Mientras que hoy en día, un neonato es una bendición, trae dicha y alegría a la familia y conocidos, en la Antigua Grecia se preocupaban del futuro bebé desde que la madre sospechaba que podría estar embarazada.

Ilustres filósofos como Platón alentaba a las mujeres embarazadas a hacer ejercicio para que se facilitara el proceso de parto, mientras que Aristóteles sugería que debían comer adecuadamente. Y durante todo el embarazo, toda esa gente importante para la futura madre hacía un seguimiento de la preñez.

El día del nacimiento del bebé, solo estaba permitido que otras mujeres asistieran a la embarazada en el momento del parto. Nada de hombres, y ni siquiera el propio padre de la criatura podía estar presente. Por otro lado, el lugar en el que ocurría el parto era en el gineceo, un espacio de la casa reservado únicamente para las féminas, el cual solía ser el espacio más resguardado de la casa.

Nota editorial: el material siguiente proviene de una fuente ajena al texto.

PR #15774, opened 2023-02-02
Upgrade Headlamp version to 0.15.0

joaquimrocha:
Upgrade Headlamp version to 0.15.0
  cc: @joaquimrocha

### DIFF
--- a/pkg/minikube/assets/addons.go
+++ b/pkg/minikube/assets/addons.go
@@ -738,7 +738,7 @@ var Addons = map[string]*Addon{
 		MustBinAsset(addons.HeadlampAssets, "headlamp/headlamp-clusterrolebinding.yaml", vmpath.GuestAddonsDir, "headlamp-clusterrolebinding.yaml", "6040"),
 	}, false, "headlamp", "3rd party (kinvolk.io)", "", "https://minikube.sigs.k8s.io/docs/handbook/addons/headlamp/",
 		map[string]string{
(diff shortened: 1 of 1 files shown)


pkg/minikube/assets/addons.go
```diff
@@ -738,7 +738,7 @@ var Addons = map[string]*Addon{
 		MustBinAsset(addons.HeadlampAssets, "headlamp/headlamp-clusterrolebinding.yaml", vmpath.GuestAddonsDir, "headlamp-clusterrolebinding.yaml", "6040"),
 	}, false, "headlamp", "3rd party (kinvolk.io)", "", "https://minikube.sigs.k8s.io/docs/handbook/addons/headlamp/",
 		map[string]string{
-			"Headlamp": "kinvolk/headlamp:v0.14.1@sha256:162f6888461362125f4f8c60cd0a9c4031a81de15f1ed4c67bd3600b48b24029",
+			"Headlamp": "kinvolk/headlamp:v0.15.0@",
```
spowelljr, line 741: The image is missing the sha256

spowelljr (changes requested):

pkg/minikube/assets/addons.go
joaquimrocha: Thanks for spotting this. Must be a race condition in our github actions workflow. We'll look into it.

¿Qué eran las fiestas Anfidromias?

Hasta el quinto día, los bebés de la Antigua Grecia no eran mostrados al mundo. Para ello, se organizaban unas fiestas llamadas Anfidromias, a la que asistía toda la familia del recién nacido. En ella, el bebé era cargado en brazos de su padre, quien corría alrededor del fuego para mostrárselo a los invitados. Era en este momento cuando el neonato recibía el nombre, que de forma muy común, era el mismo nombre de su abuelo.

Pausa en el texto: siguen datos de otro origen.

PR #6, opened 2026-04-19
Added shared Ollama process ownership with health monitor

srvsngh99:
## Summary

- Mini Krill now owns the Ollama process lifecycle for the colony (DeepKrill, Mini Krill, Lab Krill)
- Added `EnsureRunning()` method and `weStartedIt` tracking so we only restart processes we started
- Background health monitor (15s probe interval, exponential backoff restart, max 5 crashes)
- New `minikrill ollama ensure` command: install + start + pull in one shot for scripting
- `dive` command now auto-starts Ollama when `auto_start: true` (was a dead flag, now wired)
- `surface`/exit keeps Ollama running so other bots aren't affected
- Default model updated to `gemma4:e2b` across config and code defaults

## Test plan

- [ ] `minikrill ollama ensure` installs, starts, pulls gemma4:e2b, prints "ready"
- [ ] `minikrill dive` auto-starts Ollama before LLM init
- [ ] Kill Ollama process manually, verify health monitor restarts within 15s
- [ ] `minikrill surface` stops Mini Krill but Ollama keeps running
- [ ] `minikrill ollama stop` actually kills the Ollama process
- [ ] `minikrill ollama status` correctly reports running/stopped state

### DIFF
--- a/cmd/minikrill/commands.go
+++ b/cmd/minikrill/commands.go
@@ -257,6 +257,18 @@ var diveCmd = &cobra.Command{
 
 // diveDaemon re-execs the dive command as a detached background process.
 func diveDaemon() error {
+	// Check if a daemon is already running
+	pidFile := filepath.Join(config.DataDir(), "krill.pid")
+	if data, err := os.ReadFile(pidFile); err == nil {
+		if pid, err := strconv.Atoi(strings.TrimSpace(string(data))); err == nil {
+			if proc, err := os.FindProcess(pid); err == nil {
+				if proc.Signal(syscall.Signal(0)) == nil {
+					return fmt.Errorf("Mini Krill is already diving (PID %d). Run 'minikrill surface' first", pid)
+				}
+			}
+		}
+	}
+
 	exe, err := os.Executable()
 	if err != nil {
 		return fmt.Errorf("resolve executable: %w", err)
@@ -290,7 +302,6 @@ func diveDaemon() error {
 	// Detach - the parent does not wait for the child.
 	_ = child.Process.Release()
 
-	pidFile := filepath.Join(config.DataDir(), "krill.pid")
 	_ = os.WriteFile(pidFile, []byte(strconv.Itoa(child.Process.Pid)), 0644)
 
 	printBanner()
--- a/cmd/minikrill/commands.go
+++ b/cmd/minikrill/commands.go
@@ -5,6 +5,7 @@ import (
 	"context"
 	"fmt"
 	"os"
+	"os/exec"
 	"os/signal"
 	"path/filepath"
 	"runtime"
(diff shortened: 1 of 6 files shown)


internal/ollama/manager.go
```diff
@@ -370,3 +390,106 @@ func (m *OllamaManager) isHealthy(ctx context.Context) bool {
...
 	return resp.StatusCode == http.StatusOK
 }
+
+// HasModel checks if a model is available locally.
+func (m *OllamaManager) HasModel(ctx context.Context, model string) bool {
+	models, err := m.ListModels(ctx)
+	if err != nil {
+		return false
+	}
+	base := strings.Split(strings.ToLower(model), ":")[0]
```
srvsngh99: **Bug: Tag matching is too loose — will skip pulling the needed model variant.**

This strips the tag and only compares base names. If `gemma4:latest` is already installed and you check for `gemma4:e2b`, `HasModel` returns `true` and `ensure` silently skips the pull.

Should do an exact match, normalizing the implicit `:latest` tag:
```go
func (m *OllamaManager) HasModel(ctx context.Context, model string) bool {
	models, err := m.ListModels(ctx)
	if err != nil {
		return false
	}
	normalize := func(s string) string {
		s = strings.ToLower(s)
		if !strings.Contains(s, ":") {
			s += ":latest"
		}
		return s
	}
	target := normalize(model)
	for _, mi := range models {
		if normalize(mi.Name) == target {
			return true
		}
	}
	return false
}
```

srvsngh99 (commented):
Review: Good feature overall — lifecycle management, health monitor with backoff, `ensure` command, and daemon mode are well-structured. A few issues to address before merging.

Also: `cmd/minikrill/cmd_ollama.go:88` still suggests `llama3.2` as the example model to pull, but the default has been changed to `gemma4:e2b`. Should update to match.

internal/ollama/manager.go
```diff
@@ -134,12 +137,28 @@ func (m *OllamaManager) installViaScript(ctx context.Context) error {
 // Lifecycle
 // ---------------------------------------------------------------------------
 
+// EnsureRunning checks if Ollama is healthy and starts it if not.
+// Intended as the single entry point for "make sure Ollama is up".
+func (m *OllamaManager) EnsureRunning(ctx context.Context) error {
+	if m.isHealthy(ctx) {
+		log.Debug("ollama is already running")
+		m.mu.Lock()
+		m.weStartedIt = false
```
srvsngh99: **Bug: Resets ownership even if we previously started Ollama.**

If Mini Krill started Ollama (`weStartedIt = true`) and something later calls `EnsureRunning` while Ollama is still healthy, this unconditionally sets `weStartedIt = false`. The health monitor would then refuse to restart on a future crash ("not managed by us — will not restart").

Same issue in `Start()` at line 160.

The early-return path should preserve existing ownership:
```go
if m.isHealthy(ctx) {
	log.Debug("ollama is already running")
	// Don't reset weStartedIt — we may already own this process
	return nil
}
```

cmd/minikrill/commands.go
```diff
@@ -225,6 +255,53 @@ var diveCmd = &cobra.Command{
 	},
 }
 
+// diveDaemon re-execs the dive command as a detached background process.
+func diveDaemon() error {
```
srvsngh99, line 259: **Bug: No duplicate-daemon guard.**

Running `minikrill dive` twice starts a second daemon and overwrites `krill.pid`. The first daemon becomes orphaned — `surface` can only kill the second one.

Should check if `krill.pid` already points to a live process:
```go
pidFile := filepath.Join(config.DataDir(), "krill.pid")
if data, err := os.ReadFile(pidFile); err == nil {
	if pid, err := strconv.Atoi(strings.TrimSpace(string(data))); err == nil {
		if proc, err := os.FindProcess(pid); err == nil {
			if proc.Signal(syscall.Signal(0)) == nil {
				return fmt.Errorf("Mini Krill is already diving (PID %d). Run 'minikrill surface' first", pid)
			}
		}
	}
}
```

internal/ollama/manager.go
```diff
@@ -370,3 +390,106 @@ func (m *OllamaManager) isHealthy(ctx context.Context) bool {
...
+	consecutiveCrashes := 0
+
+	for {
+		select {
+		case <-ctx.Done():
+			return
+		case <-time.After(probeInterval):
+		}
+
+		if m.isHealthy(ctx) {
```
srvsngh99, line 459: **Nit: Shutdown race — unnecessary restart attempt on context cancellation.**

The `select` can wake from `time.After` at the same instant the context is cancelled. Then `isHealthy(ctx)` gets a cancelled context, returns false, and triggers a pointless restart attempt (which also fails). Not harmful but noisy in logs.

Adding a guard after the select:
```go
case <-time.After(probeInterval):
}
if ctx.Err() != nil {
	return
}
```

Poco después, algunas familias realizaban otra festividad, más distinta y formal. Solía llevarse a cabo por aquellas familias con mayor dinero, y se incluía un banquete y un sacrificio como motivo de celebración. Tras esta fiesta, tenía lugar la presentación oficial del bebé al resto de la sociedad, que coincidía con las fiestas de las Apaturias, celebradas una vez al año entre octubre y noviembre con motivo de honrar a las diosas Atenea o Afrodita, aunque en algunos casos, también se dice que eran dedicadas a Zeus y a Dioniso.

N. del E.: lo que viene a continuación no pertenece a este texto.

PR #10, opened 2026-04-30
Replace numbered provider list with interactive arrow-key selector

srvsngh99:
## Summary
- Adds a reusable Bubble Tea-based `promptSelect` component (`cmd/minikrill/prompt.go`) for arrow-key navigable selection lists
- Replaces the `[1] [2] [3]` numbered text input in `minikrill init` with the interactive selector — navigate with ↑/↓ or j/k, press Enter to select
- No new dependencies — uses the existing `charmbracelet/bubbletea` dependency

## Test plan
- [ ] Run `minikrill init` and verify the provider list is navigable with arrow keys
- [ ] Confirm Enter selects the highlighted provider and continues the setup flow
- [ ] Confirm Ctrl+C cancels gracefully
- [ ] Verify subsequent prompts (Y/N confirms, model input, bot tokens) still work after the selector exits

### DIFF
--- a/cmd/minikrill/commands.go
+++ b/cmd/minikrill/commands.go
@@ -132,16 +132,13 @@ var initCmd = &cobra.Command{
 
 			if !localSet[selectedModel] {
 				fmt.Printf(cDim+"  Pulling %s in background..."+cReset+"\n", selectedModel)
+				fmt.Println(cDim + "  Run " + cReset + "minikrill doctor" + cDim + " to check pull status." + cReset)
+				ctx := cmd.Context()
 				go func(model string) {
-					if err := mgr.EnsureRunning(context.Background()); err != nil {
-						fmt.Printf("\n"+cRed+"  Background pull: could not start Ollama: %v"+cReset+"\n", err)
+					if err := mgr.EnsureRunning(ctx); err != nil {
 						return
 					}
-					if err := mgr.Pull(context.Background(), model); err != nil {
-						fmt.Printf("\n"+cRed+"  Background pull of %s failed: %v"+cReset+"\n", model, err)
-					} else {
-						fmt.Printf("\n"+cGreen+"  Model %s is ready!"+cReset+"\n", model)
-					}
+					_ = mgr.Pull(ctx, model)
 				}(selectedModel)
 			}
 		case 1: // Codex
--- a/cmd/minikrill/commands.go
+++ b/cmd/minikrill/commands.go
@@ -49,14 +49,20 @@ var initCmd = &cobra.Command{
 
 		fmt.Println(cBCyan + "  Choose your LLM provider:" + cReset)
 		fmt.Println()
-		fmt.Println("    " + cBGreen + "[1]" + cReset + " Ollama        " + cDim + "local, free, private; pulls gemma3:4b" + cReset)
-		fmt.Println("    " + cBBlue + "[2]" + cReset + " Codex         " + cDim + "optional; ChatGPT subscription via official Codex CLI" + cReset)
-		fmt.Println("    " + cBBlue + "[3]" + cReset + " Claude Code   " + cDim + "optional; Claude Pro/Max via official Claude CLI" + cReset)
-		fmt.Println()
-		choice := ask(scanner, cCyan+"  > "+cReset)
+		providerIdx, err := promptSelect([]selectItem{
+			{label: "Ollama", desc: "local, free, private; pulls gemma3:4b"},
+			{label: "Codex", desc: "ChatGPT subscription via official Codex CLI"},
+			{label: "Claude Code", desc: "Claude Pro/Max via official Claude CLI"},
+		})
+		if err != nil {
+			return err
+		}
+		if providerIdx < 0 {
+			return nil
+		}
 
-		switch choice {
-		case "2", "codex", "chatgpt":
+		switch providerIdx {
+		case 1: // Codex
 			cfg.LLM.Provider = "codex"
 			cfg.LLM.Model = "auto"
 			fmt.Println()
@@ -74,7 +80,7 @@ var initCmd = &cobra.Command{
 					_ = cmd.Run()
 				}
 			}
-		case "3", "claude", "claude code", "claude-code":
+		case 2: // Claude Code
 			cfg.LLM.Provider = "claude"
 			cfg.LLM.Model = "auto"
 			fmt.Println()
@@ -92,7 +98,7 @@ var initCmd = &cobra.Command{
 					_ = cmd.Run()
 				}
 			}
-		default:
+		default: // Ollama (index 0)
 			cfg.LLM.Provider = "ollama"
 			fmt.Println()
 			mgr := ollama.NewManager(cfg.Ollama)
--- a/cmd/minikrill/commands.go
+++ b/cmd/minikrill/commands.go
@@ -58,10 +58,92 @@ var initCmd = &cobra.Command{
 			return err
 		}
 		if providerIdx < 0 {
+			fmt.Println(cDim + "  Setup cancelled." + cReset)
 			return nil
 		}
 
 		switch providerIdx {
+		case 0: // Ollama
+			cfg.LLM.Provider = "ollama"
+			fmt.Println()
+			mgr := ollama.NewManager(cfg.Ollama)
+			if !mgr.IsInstalled() {
+				ans := ask(scanner, cYellow+"  Ollama not found."+cReset+" Install now? "+cDim+"[Y/n]"+cReset+" ")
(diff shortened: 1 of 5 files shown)


srvsngh99 (commented):
## Review Comments

Solid UX improvement overall. A few items to fix before merging — see inline comments.

cmd/minikrill/prompt.go
```diff
@@ -0,0 +1,84 @@
...
+			}
+		case "down", "j":
+			if m.cursor < len(m.items)-1 {
+				m.cursor++
+			}
+		case "enter":
+			m.chosen = m.cursor
+			m.quitting = true
+			return m, tea.Quit
+		case "ctrl+c":
```
srvsngh99: `esc` should also cancel — users unfamiliar with terminal apps won't know to reach for Ctrl+C. Add `"esc"` to this case:
```go
case "ctrl+c", "esc":
```

cmd/minikrill/prompt.go
```diff
@@ -0,0 +1,84 @@
...
+		if m.chosen >= 0 && m.chosen < len(m.items) {
+			return fmt.Sprintf("    %s▸ %s%s\n", cBCyan, m.items[m.chosen].label, cReset)
+		}
+		return ""
+	}
+
+	var b strings.Builder
+	for i, item := range m.items {
+		if i == m.cursor {
+			b.WriteString(fmt.Sprintf("    %s▸ %-14s %s%s\n",
```
srvsngh99: Hardcoded `%-14s` is tuned for the current longest label ("Claude Code" = 11 chars). If a label ever exceeds 14 chars the columns will misalign. Compute max width dynamically:
```go
maxLen := 0
for _, item := range m.items {
    if len(item.label) > maxLen { maxLen = len(item.label) }
}
fmtStr := fmt.Sprintf("    %%s▸ %%-%ds %%s%%s\n", maxLen+2)
```

srvsngh99:
### `commands.go` — two items to fix

**1. Fragile `default` catching Ollama (line 101)**
Using `default` to handle index 0 (Ollama) is fragile — if the slice is reordered or a provider is added, `default` silently absorbs the wrong index. Use an explicit `case 0:` and make `default` return an error:
```go
case 0: // Ollama
    ...
default:
    return fmt.Errorf("unexpected provider index: %d", providerIdx)
```

**2. Silent exit on cancel (line 60–62)**
When Ctrl+C is pressed, the user is dumped back to the shell with no feedback. Add a message:
```go
if providerIdx < 0 {
    fmt.Println(cDim + "  Setup cancelled." + cReset)
    return nil
}
```

cmd/minikrill/prompt.go
```diff
@@ -0,0 +1,92 @@
...
+	for i, item := range m.items {
+		if i == m.cursor {
+			b.WriteString(fmt.Sprintf("    %s▸ %-*s %s%s\n",
+				cBCyan, pad, item.label, item.desc, cReset))
+		} else {
+			b.WriteString(fmt.Sprintf("    %s  %-*s %s%s\n",
+				cDim, pad, item.label, item.desc, cReset))
+		}
+	}
+	b.WriteString("\n    " + cDim + "↑/↓ navigate • enter select" + cReset)
```
srvsngh99: **Nit:** The help text mentions `↑/↓` and `enter` but not `esc`, even though `esc` was explicitly added for discoverability. Consider:
```go
b.WriteString("\n    " + cDim + "↑/↓ navigate • enter select • esc cancel" + cReset)
```

cmd/minikrill/commands.go
```diff
@@ -49,14 +49,102 @@ var initCmd = &cobra.Command{
...
+				if selectedModel == "" {
+					selectedModel = cfg.Ollama.DefaultModel
+				}
+			}
+			cfg.LLM.Model = selectedModel
+			cfg.Ollama.DefaultModel = selectedModel
+
+			if !localSet[selectedModel] {
+				fmt.Printf(cDim+"  Pulling %s in background..."+cReset+"\n", selectedModel)
+				go func(model string) {
```
srvsngh99, line 137: **Medium:** This background goroutine writes to stdout (`fmt.Printf`) while the main goroutine continues through the Telegram/Discord prompts. Output can interleave:
```
  Enable Telegram bot? [y/N]
  Model gemma3:4b is ready!    ← arrives mid-prompt
```
Consider either:
- Suppressing the print and adding a note like "run `minikrill doctor` to check pull status"
- Using a `sync.WaitGroup` to print the result after config is saved
- Or at minimum, deferring the message to after the wizard completes

srvsngh99 (commented):
## Review

Good UX improvement — the interactive selector is well-built and the model list logic (local-first, then suggestions, then custom) is smart. Prior review feedback has all been addressed.

**Blocking:** CI lint is red — `isConfirmation` in `main.go:227` is now unused (removed its only caller), and pre-existing `errcheck` failures in `conversations_test.go` need `_ =` or proper assertions. Both must be fixed before merge.

cmd/minikrill/commands.go
```diff
@@ -49,14 +49,102 @@ var initCmd = &cobra.Command{
...
+					if err := mgr.EnsureRunning(context.Background()); err != nil {
```
srvsngh99: **Low:** `context.Background()` here means the pull won't cancel if the user hits Ctrl+C during init. Since the process exits anyway this is mostly cosmetic, but if you ever add cleanup logic it could be a surprise. A derived context from the command would be cleaner.

cmd/minikrill/commands.go
```diff
@@ -49,14 +49,99 @@ var initCmd = &cobra.Command{
...
+		if err != nil {
+			return err
+		}
+		if providerIdx < 0 {
+			fmt.Println(cDim + "  Setup cancelled." + cReset)
+			return nil
+		}
+
+		switch providerIdx {
+		case 0: // Ollama
```
srvsngh99, line 66: **Blocking (lint):** The old `default` branch used `isConfirmation()` from `main.go:227`. That function is now unused since this PR removed its only call site. Delete `isConfirmation` from `main.go` to fix the `unused` lint error.

srvsngh99 (commented):
## Re-review

All 3 previous inline comments have been addressed in the latest commit — nice work:
- ✅ Help text now shows `esc cancel`
- ✅ Background pull no longer prints to stdout; directs user to `minikrill doctor`
- ✅ Uses `cmd.Context()` instead of `context.Background()`

**Still blocking: CI lint is red** with 2 remaining issues:

1. **`isConfirmation` is unused** (`cmd/minikrill/main.go:227`) — this function's only caller was removed by this PR. Delete the function.
2. **`errcheck` in `conversations_test.go:72-74`** — pre-existing, but still blocking the merge. Three unchecked `store.SaveTurn()` calls need either `_ =` or proper error assertions.

Everything else looks good. Once lint is green this is ready to merge.

srvsngh99:
### Remaining lint fixes to unblock merge

Two changes needed to get CI green:

**1. Delete unused `isConfirmation`** — `cmd/minikrill/main.go:227`
```go
// Remove this entire function — its only caller was removed by this PR
func isConfirmation(s string) bool {
	s = strings.ToLower(s)
	return s == "yes" || s == "y" || s == "ok" || s == "sure" || s == "yep"
}
```

**2. Fix `errcheck` in `internal/brain/conversations_test.go:72-74`**
```diff
- store.SaveTurn("cli", "user", "cli message")
- store.SaveTurn("telegram", "user", "telegram message")
- store.SaveTurn("cli", "assistant", "cli response")
+ _ = store.SaveTurn("cli", "user", "cli message")
+ _ = store.SaveTurn("telegram", "user", "telegram message")
+ _ = store.SaveTurn("cli", "assistant", "cli response")
```

Everything else LGTM — ready to merge once lint is green.

srvsngh99 (commented):
## Re-review (round 3)

Progress since last review:
- ✅ `isConfirmation` deleted — `unused` lint error resolved

**PR diff itself looks clean.** All prior feedback has been addressed. The only remaining CI blocker is the pre-existing `errcheck` in `conversations_test.go:72-74` — three unchecked `store.SaveTurn()` calls. This is not introduced by this PR, but it blocks the lint gate.

Quick fix:
```diff
- store.SaveTurn("cli", "user", "cli message")
- store.SaveTurn("telegram", "user", "telegram message")
- store.SaveTurn("cli", "assistant", "cli response")
+ _ = store.SaveTurn("cli", "user", "cli message")
+ _ = store.SaveTurn("telegram", "user", "telegram message")
+ _ = store.SaveTurn("cli", "assistant", "cli response")
```

Once that's in, all checks should pass and this is good to merge.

Era en el tercer día de estas festividades cuando se llevaba a cabo la presentación de todos los bebés de ese año. Esta ocasión, se aprovechaba también para registrar los nombres de los bebés ante la fratría, es decir, la agrupación social de la comunidad (lo que viene a ser el censo, como es llamado hoy en día).

Pero el género también era importante en el momento del nacimiento de los bebés. Los antiguos griegos alababan más a los bebés varones que a las hembras, ya que, según creían, los hombres tenían más facilidades de brindar una mayor estabilidad económica al hogar durante aquella época. Por otra parte, las nuevas niñas en ese mismo año no eran tan veneradas tras su nacimiento.